This document summarizes the cascading effects of maladministration and misapplication of mining regulations in India. It discusses how poor governance and oversight by the state led courts to misapply laws related to mining. This resulted in hurried changes to regulations that were not scientifically sound. The collective impact of these actions included the destruction of a predictable mining system, elimination of many existing mining operations with huge economic costs, environmental damage from destroyed mining ecosystems, concentration of mineral wealth among few groups, foreign exchange losses, and reduced employment. The document warns that rule 12(10) of mining regulations could be misused to terminate leases without properly addressing underlying arithmetic issues around compensation in a just and predictable manner.
Mal-administration and misapplication of mining regulation in India
1. CASCADING EFFECT OF MAL-ADMINISTRATION AND MIS-APPLICATION OF
MINING REGULATION IN INDIA
Rule 12(10) of MC Rules, 2016 is a new toy to swoop on concessioners.
By:
Shri Biswajit Das, Advocate, Supreme Court of India,
Managing Partner, Juris & Juris
Biswajit@jurisnjuris.con, Mobile No.-9911226607
B-4/115, Safdarjung Enclave, New Delhi-110029.
This is now an old story, “Mining boom came in a jiffy propelled through China boom, took in its
sweep the entire Mining Sector in India in one stroke”. What happened later is a story of
mayhem, a regulatory blood bath.
Keeping in view the nature of unpredictability about the science of Mining, State always coaxed
and cajoled the concessioners to undertake a legal and regulated Mining activity. Accordingly,
Laws were made to support that Mining science. But off late, different and disproportionate
parameters were cited and used to evaluate the concept of Mining, Mining administration and
regulation.
When the State mal-governed and mal-administered, public administration took shelter of the
Courts. In the absence of adequate and just information and expertise, Court instead mis-
applied the Law. While mal-governance and mal-administration did inflict damages to the
mining sector, the misapplication of the regulation by Courts did no better.
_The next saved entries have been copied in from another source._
PR #1076, opened 2017-11-03
Refactor silence constants

josedonizetti:
Clean up silence constants duplicated; I chose to keep the ones declared inside the types package because it's where the silence struct is also declared. 

@stuartnelson3 @brancz


josedonizetti:
@stuartnelson3 It appears that not only the State constants are duplicated, there is a few parts duplicated for pb.Silence and types.Silence. Maybe I should stay the constants duplicated as well, and only change the code that is using the hardcoded strings. Let me know if you what you prefer.

PR #1080, opened 2017-11-05
Remove old silence code

josedonizetti:
The `(silence) Delete()` method was added at this commit https://github.com/prometheus/alertmanager/commit/c0103dd8c61a9e9e57a3c888a9ae579e24a09b8d a code related to the old silence provider, that was deleted at this commit https://github.com/prometheus/alertmanager/commit/3b5dfa8aba9db19c4c175360d69cce8f0c3d9b74, and now it not used anymore.

But more importantly for me is that the semantically now this method should be called `Expired()` https://github.com/prometheus/alertmanager/blob/master/silence/silence.go#L493, maybe instead of removing I should just rename it.

what do you think?
@stuartnelson3 @brancz

### DIFF
--- a/types/types.go
+++ b/types/types.go
@@ -14,8 +14,6 @@
 package types
 
 import (
-	"fmt"
-	"sort"
 	"strings"
 	"sync"
 	"time"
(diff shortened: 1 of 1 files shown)


josedonizetti:
The `Delete()` method is not the only part not used of types.Silence, also:

- `Mutes()` - https://github.com/prometheus/alertmanager/blob/master/types/types.go#L433
- `Init()` https://github.com/prometheus/alertmanager/blob/master/types/types.go#L419
- `Validate()` https://github.com/prometheus/alertmanager/blob/master/types/types.go#L385

The `Validate()` method specifically is duplicated inside pb.Silence. Do you think it's better to keep them or just remove then all?

stuartnelson3:
I'm fine with you removing it if we're not using it

josedonizetti:
@stuartnelson3 Done.

Not sure why every time I amend code circleci fails. Is there a way to for me to rerun the tests when? Thanks.

stuartnelson3:
I believe they need to be re-run by someone with access to the account. No worries, seems to have passed.

PR #1081, opened 2017-11-05
Template-expand OpsGenie api_key

### LINKED ISSUE #619: OpsGenie api_key should be template-expanded

Tom-Fawcett:
Closes #619 

Allows keeping the api_key in a separate template file, useful for secret management.

### DIFF
--- a/notify/impl.go
+++ b/notify/impl.go
@@ -779,7 +779,10 @@ func (n *OpsGenie) Notify(ctx context.Context, as ...*types.Alert) (bool, error)
 		return true, err
 	}
 	req.Header.Set("Content-Type", contentTypeJSON)
-	req.Header.Set("Authorization", fmt.Sprintf("GenieKey %s", n.conf.APIKey))
+	req.Header.Set("Authorization", fmt.Sprintf("GenieKey %s", tmpl(string(n.conf.APIKey))))
+	if err != nil {
+		return false, err
+	}
 
 	resp, err := ctxhttp.Do(ctx, http.DefaultClient, req)
 


brian-brazil:
As far as I'm aware, this is not used for routing so there's no need to have it templatable. What is your use case?

Tom-Fawcett:
Hi Brian,

With Kubernetes I would like to keep the main Alertmanager config in a config object, but keep the secrets (in my case the OpsGenie api_key) in a secret object.

It would be ideal to be able to achieve this without:
1. Increasing the complexity of my setup.
2. More importantly, increasing the complexity of Alertmanager.

I believe this PR achieves this.

Using a templated secret is a preexisting concept (see Pushover and Pagerduty notifiers), and therefore, does not increase maintainer burden, nor does it introduce new concepts to end users.

I note from your comment that this PR uses templated secrets for a slightly different purpose than Pagerduty. I admit I didn't realise this from the documentation. I believe the difference is slight enough that my previous point on having used a preexisting concept still stands.

brian-brazil:
> I believe this PR achieves this.

Why do you believe this? I don't see any way in which this helps you.

Tom-Fawcett:
With this PR I can do the following:

alertmanager.yml (extract)
```
templates: 
- 'templates/*.tmpl'

receivers:
- name: opsgenie
  opsgenie_configs:
  - api_key: '{{ template "opsgenie.xxx.api_key" . }}'
```

secrets.tmpl
```
{{ define "opsgenie.xxx.api_key" }}XXXXXX-XXXX-XXXX-XXXX-XXXXXXXXX{{ end}}
```

brian-brazil:
I see what you're doing now. Thinking on it, I don't think the practice you're proposing is a good idea security-wise.

Templates loaded from files are available to all templated fields, not just the ones that are meant to hold secrets. It is expected that large multi-team setups will have relatively non-trusted users that are meant to be writing just their team's configuration with no impact on any other team. If the secrets are sitting in templates loaded from files a malicious actor only needs to add all the template expansions to a message body and all secrets are then exposed to them. If the `tmpl` function is ever copied over from alert templating, there are additional potential attack vectors.

Secrets should be put directly in the file to avoid this. The secrets that are templated are intended to be used in a specific advanced use case where it's obvious that their secrecy is lost.

Tom-Fawcett:
I completely agree that this method does not allow me to have weaker write access controls on alertmanager.yml than on secrets.tmpl. As you said, there would be nothing stopping a person with write access on alertmanager.yml from extracting secrets out of secrets.tmpl. This would appear to be no worse than just having the secret straight in alertmanager.yml.

However, it does allow different levels of read access control. Pre-deploy, I can safely store alertmanager.yml in git, with few limits on read access, as long as secrets.tmpl is securely stored elsewhere. This would seem to be an advantage over having the secret straight in alertmanager.yml.

Possibly I have not fully understood you?

----
(Unrelated - congratulations on the Prometheus 2.0.0 release!)

brian-brazil:
> This would appear to be no worse than just having the secret straight in alertmanager.yml.

You're assuming that everyone with write access to some part of alertmanager.yml is also someone with access to the secrets. This is not a good assumption once you get into multi-team setups, where for example the config is assembled from multiple files where a team only has write to their file.

Tom-Fawcett:
So you could summarise as follows - 

This PR/functionality could be misused by users in multi-team setups, where they should instead be using config management to assemble the finished alertmanager.yml.

It could also be used correctly in single team setups, where it offers a simplified config process.

So is it reasonable to merge this PR when it could be misused? I believe it is, however, I appreciate such an answer is subjective.

brian-brazil:
> This PR/functionality could be misused by users in multi-team setups, where they should instead be using config management to assemble the finished alertmanager.yml.

Yes.

> It could also be used correctly in single team setups, where it offers a simplified config process.

The word to use is safely, not correctly. If a user is very careful in such a setup, and the setup never changes, and the company never expands, they can avoid a security breach.

> So is it reasonable to merge this PR when it could be misused? I believe it is, however, I appreciate such an answer is subjective.

The multi-team setup is what is also recommended for single teams.

It is presumed that you have configuration management when using Prometheus, and we don't add features merely because users lack that. Nor is it wise to add features that are fragile in security terms, merely because it makes some users doing things in a non-recommended manner easier.

Tom-Fawcett:
It was interesting discussing this with you. As we aren't really going anywhere, I'll close this.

Unfortunately however a condemned administration, which was terribly lacking public trust
and faith, giving in to the Court’s misapplication by hurriedly making changes to the existing
Law, which by no means are scientific and compatible to the deserving and just mineral
regulation.
The effect of these exercises, triggered through mal-governance and mis-administration, is that
every actor in the process contributes to the following collective damage to the sector with
having unprecedented cascading effect,
a) Destruction of predictable mining regulation,
b) Weeding out of the existing mining sector causing unprecedented adverse economic
impact,
c) Destruction of the existing mining ecosystem has a huge environmental cost,
d) Concentration of mineral economic power within few,
e) Domination and control over market price by the aforesaid few,
f) Foreign exchange outlay despite owning mineral reserve as an ideal resource,
g) Huge adverse impact on employment.
2. One more kid in the block, ready to use the mining sector as its punching bag, is Rule 12(10) of
MC Rules, 2016. The State Government of Odisha is out there to wield its power once more
through Rule 12(10), this time threatening to terminate the mining lease for non-payment of
compensation amount demanded u/S 21(5) of MMDR Act, 1957. As long as the demand u/S
21(5) stands, the State Government is within its right to trigger termination of mining lease.
This power is also contained under clause 2 of the part IX of the form K (mining lease deed),
which is reiterated for the first time through Rule 12(10).
The problem is not the power of the State Govt., which in any case preexisted even before the
commencement of Rule 12(10), but it is the way our country’s regulation is being administered.
Having partnered in the mineral concession exploitation wherein the State took share therein in
the form of royalty and different nature of revenue amounting to about 40-50% in whole, State
is asking for compensation covering the aforesaid 40-50% amount which it has already
pocketed. It is now unleashing the Rule 12(10) to terminate the mining leases for non-payment
thereof.
The journey leading to this situation reminds us a spectacular failure of our ability to tackle such
a simple issue. It is only we, who are to be blamed for not being able to innovate to
demonstrate a simple arithmetic issue through legal articulation to secure a just and
predictable outcome. Sooner we learn the art of honing up our skill and avoid cribbing, better it
is for all for our very public discourse that we are so proud of is hanging in balance.